Build Scenario Metro Dagger/Anvil Reduction Savings
Best Case build; most tasks are cached 3m 23s 4m 33s 25.64% 1m 10s
Worst Case build; no tasks are cached 24m 12s 27m 05s 10.65% 2m 53s
Worst Case Release build; no tasks are cached 37m 43s 40m 09s 6.06% 2m 26s
ABI change in a core module that all feature modules depend on 15m 46s 17m 22s 9.21% 1m 36s


These stats were recorded with Metro 0.9.x. Metro continues to grow and improve, also improving the code it generates, and therefore, build times, so if we were measuring them with the latest version, the results would have certainly been even better!

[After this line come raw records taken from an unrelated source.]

PR #7212, opened 2023-08-23
fix: eliminate flake from account connect race condition

JFrankfurt:
## Description

The settings menu was occasionally opened before account connection in the cypress tests.

~We have an updater that closes modals when accounts change, so when an account would connect and cypress had already opened the settings menu it would stall and be unable to continue. This diff adds an optional argument to the callback returned by `useCloseModal` allowing consumers to specify which modal should be closed. (As before if no option is specified any open modal will be closed.)~

edit:
- updater `useEffect` call to close modals has been removed. 
- ApplicationModal.WALLET has been removed

I also took some time to clean up the code and test a little.


src/state/application/hooks.ts
```diff
@@ -88,9 +88,21 @@ export function useToggleModal(modal: ApplicationModal): () => void {
...
+      if (modal && currentlyOpenModal === modal) {
+        // If a modal is specified, then we only close if that modal is open.
+        dispatch(setOpenModal(null))
+      } else if (!modal) {
+        // If no modal is specified, then we close any open modal.
+        dispatch(setOpenModal(null))
+      }
+    },
+    [currentlyOpenModal, dispatch]
+  )
```
JFrankfurt, line 105: this new callback behavior is what fixes the bug

src/state/application/updater.ts
```diff
@@ -20,7 +20,7 @@ export default function Updater(): null {
   useEffect(() => {
     if (account && account !== previousAccountValue.current) {
       previousAccountValue.current = account
-      closeModal()
+      closeModal(ApplicationModal.WALLET)
```
JFrankfurt, line 23: using the new closeModal behavior

cypress/e2e/swap/settings.test.ts
```diff
@@ -16,14 +16,24 @@ describe('Swap settings', () => {
...
+    // Visit the swap page with specific feature flag
     cy.visit('/swap', { featureFlags: [FeatureFlag.uniswapXEnabled] })
-    cy.get(getTestSelector('open-settings-dialog-button')).click()
-    cy.get(getTestSelector('mobile-settings-menu')).should('exist')
-    cy.contains('Max slippage').should('exist')
-    cy.contains('Transaction deadline').should('exist')
-    cy.contains('UniswapX').should('exist')
-    cy.contains('Local routing').should('exist')
-    cy.get(getTestSelector('mobile-settings-scrim')).click()
+
```
JackShort, line 24: can't you just do this `cy.get(getTestSelector('web3-status-connected'))` to wait for it to be connected?

JFrankfurt: Yeah, but the underlying behavior that was causing this flake is actually an issue in our app. If you move quickly after page load you can hit this bug in prod today.

src/components/Settings/index.tsx
```diff
@@ -136,22 +146,18 @@ export default function SettingsTab({
...
-          onClick={toggleMenu}
-        />
-        {isOpenDesktop && !isMobile && <MenuFlyout>{Settings}</MenuFlyout>}
-      </Menu>
-      {isMobile && (
-        <Portal>
+    <Menu ref={node}>
+      <MenuButton disabled={!isChainSupported || chainId !== connectedChainId} isActive={isOpen} onClick={toggleMenu} />
+      {isOpenDesktop && <MenuFlyout>{Settings}</MenuFlyout>}
+      <Portal>
```
JackShort, line 152: is there a reason you moved portal outside of the mobile check?

src/components/Settings/index.tsx
```diff
@@ -136,22 +146,18 @@ export default function SettingsTab({
...
+        {isOpenMobile && (
           <MobileMenuContainer data-testid="mobile-settings-menu">
-            <Scrim testId="mobile-settings-scrim" onClick={toggleMenu} open={isOpenMobile} />
+            <Scrim onClick={closeMenu} $open={isOpenMobile} />
```
JackShort, line 155: nit: `$open` can just be set to `true` here

src/state/application/hooks.ts
```diff
@@ -88,9 +88,22 @@ export function useToggleModal(modal: ApplicationModal): () => void {
...
   const dispatch = useAppDispatch()
-  return useCallback(() => dispatch(setOpenModal(null)), [dispatch])
+  const currentlyOpenModal = useAppSelector((state: AppState) => state.application.openModal)
+  return useCallback(
+    (modal?: ApplicationModal) => {
+      // Check if modal is defined and either matches the currently open modal
+      // or is not a valid instance of ApplicationModal enum (i.e., if it is passed a click event)
+      if ((modal && currentlyOpenModal === modal) || (modal && !Object.values(ApplicationModal).includes(modal))) {
+        dispatch(setOpenModal(null))
+      } else if (!modal) {
```
JackShort, line 100: nit: make this the first check so you don't have to check in both places in the other branch

src/state/application/hooks.ts
```diff
@@ -88,9 +88,22 @@ export function useToggleModal(modal: ApplicationModal): () => void {
...
-export function useCloseModal(): () => void {
+export function useCloseModal() {
   const dispatch = useAppDispatch()
-  return useCallback(() => dispatch(setOpenModal(null)), [dispatch])
+  const currentlyOpenModal = useAppSelector((state: AppState) => state.application.openModal)
+  return useCallback(
+    (modal?: ApplicationModal) => {
+      // Check if modal is defined and either matches the currently open modal
+      // or is not a valid instance of ApplicationModal enum (i.e., if it is passed a click event)
+      if ((modal && currentlyOpenModal === modal) || (modal && !Object.values(ApplicationModal).includes(modal))) {
```
JackShort, line 98: in what cases would it pass a click event? also the function takes an application modal or undefined as the parameter so how would this happen?

cypress/e2e/swap/settings.test.ts
JFrankfurt: This pr does resolve the bug. It also updates the test to be easier to read and more idiomatic.

src/components/Settings/index.tsx
JFrankfurt: The createPortal api (which Portal uses under the hood) specifies child/container elements in a way that feels static to me. This isn't important to me though. 

https://react.dev/reference/react-dom/createPortal

src/state/application/hooks.ts
JFrankfurt: The `@reach/dialog` `DialogOverlay` component is mistyped internally and claims to not send a click event on `onDismiss`, but it actually does send one. This caused a bug (which e2e tests caught!!) and means we need to be extra defensive here (or could do it in the onDismiss handler too).

JFrankfurt: moving the handling of this to the onDismiss handler

src/components/Settings/index.tsx
JFrankfurt: reverted this

src/components/Settings/index.tsx
```diff
@@ -10,20 +10,29 @@ import useDisableScrolling from 'hooks/useDisableScrolling'
...
-import { CloseIcon, Divider, ThemedText } from 'theme'
+import { Divider, ThemedText } from 'theme'
 import { Z_INDEX } from 'theme/zIndex'
 
 import MaxSlippageSettings from './MaxSlippageSettings'
 import MenuButton from './MenuButton'
 import RouterPreferenceSettings from './RouterPreferenceSettings'
 import TransactionDeadlineSettings from './TransactionDeadlineSettings'
 
+const CloseButton = styled.button`
```
cbachmeier, line 28: Close Button is no longer aligned vertically with Header Title
Screenshot 2023-08-24 at 10 12 52 AM

JFrankfurt: Are you sure? the button on the left is 24px wide, and the `Settings` text wrapper has a 24px padding on the right.

I've got a ruler up on the screen and it stays in the same spot when I flip between prod and this vercel build.

JackShort: charlie is right i am observing the same thing and its different than whats on prod

JFrankfurt: idk how I'm not seeing this

I'll check other browsers

JackShort: oh thats a good point - we both use firefox lol

JFrankfurt: oh lmao I misread--I thought @cbachmeier was saying it's not centered in the screen

ok I see it, will fix.

JFrankfurt: fixed

src/components/Settings/index.tsx
```diff
@@ -26,11 +26,13 @@ import RouterPreferenceSettings from './RouterPreferenceSettings'
 import TransactionDeadlineSettings from './TransactionDeadlineSettings'
 
 const CloseButton = styled.button`
-  cursor: pointer;
-  color: ${({ theme }) => theme.textPrimary};
   background: transparent;
   border: none;
+  color: ${({ theme }) => theme.textPrimary};
```
cbachmeier, line 31: merging in from main with spore update and changing to neutral1 should fix

cbachmeier (approved):
LGTM just need to rebase and fix that 1 style

src/state/application/reducer.ts
```diff
@@ -43,7 +43,6 @@ export enum ApplicationModal {
   TAX_SERVICE,
   TIME_SELECTOR,
   VOTE,
-  WALLET,
```
JackShort, line 46: Is this really necessary?

JFrankfurt: no, but as @cbachmeier pointed out, it's dead code now

JackShort (approved):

Our local build times also improved greatly, incremental compilation is no joke! However for the sake of brevity, we will not include them here.

Conclusion

To sum it all up, Metro consolidated all the best practices from other popular frameworks, while leaving out the not-so-best practices on the side, allowed us to enable K2 and immediately experience significant build time improvements, while also unlocking incremental compilation, which means that the builds will be getting even faster.

The migration process, even in a big codebase with lots of legacy remainders lingering, even without using any interoperability capabilities, was interesting and as challenging as it should have been in such circumstances.

The developer satisfaction and confidence in the context of dependency injection has also increased with the arrival of Metro. It’s easier to reason about one DI framework, rather than two, especially when this framework is kotlin-first and kotlin-centric.